## EXERCISE PROMPT
From the data that follows, copy every line with the string "methods".

━━ DATASET EXTRACT

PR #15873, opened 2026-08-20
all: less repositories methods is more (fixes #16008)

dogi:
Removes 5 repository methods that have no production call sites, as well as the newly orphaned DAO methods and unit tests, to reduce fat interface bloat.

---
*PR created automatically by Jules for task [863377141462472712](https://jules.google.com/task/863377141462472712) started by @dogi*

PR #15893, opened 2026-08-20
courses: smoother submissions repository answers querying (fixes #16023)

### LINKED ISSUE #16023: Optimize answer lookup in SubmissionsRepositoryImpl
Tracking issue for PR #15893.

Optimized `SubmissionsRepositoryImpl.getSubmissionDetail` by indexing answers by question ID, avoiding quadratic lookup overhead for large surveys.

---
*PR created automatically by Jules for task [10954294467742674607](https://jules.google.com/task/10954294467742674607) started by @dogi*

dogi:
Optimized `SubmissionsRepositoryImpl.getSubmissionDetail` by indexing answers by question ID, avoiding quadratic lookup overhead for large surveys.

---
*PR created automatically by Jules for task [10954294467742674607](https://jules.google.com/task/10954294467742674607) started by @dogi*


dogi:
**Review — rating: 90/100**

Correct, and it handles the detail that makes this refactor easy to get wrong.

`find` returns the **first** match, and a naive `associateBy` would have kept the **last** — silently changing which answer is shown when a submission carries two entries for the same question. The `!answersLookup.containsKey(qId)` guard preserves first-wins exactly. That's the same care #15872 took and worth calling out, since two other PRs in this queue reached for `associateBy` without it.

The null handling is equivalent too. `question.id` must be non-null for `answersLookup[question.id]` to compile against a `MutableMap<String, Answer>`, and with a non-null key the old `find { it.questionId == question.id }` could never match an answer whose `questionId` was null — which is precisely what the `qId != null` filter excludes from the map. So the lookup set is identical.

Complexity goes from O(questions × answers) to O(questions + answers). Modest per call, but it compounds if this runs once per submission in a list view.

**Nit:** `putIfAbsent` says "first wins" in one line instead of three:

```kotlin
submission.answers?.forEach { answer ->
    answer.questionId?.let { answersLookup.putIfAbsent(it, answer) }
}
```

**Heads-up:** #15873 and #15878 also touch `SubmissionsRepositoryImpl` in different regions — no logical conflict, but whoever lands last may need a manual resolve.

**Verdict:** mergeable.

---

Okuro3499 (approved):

━━━━

## ANSWER BOX
all: less repositories methods is more (fixes #16008)
Removes 5 repository methods that have no production call sites, as well as the newly orphaned DAO methods and unit tests, to reduce fat interface bloat.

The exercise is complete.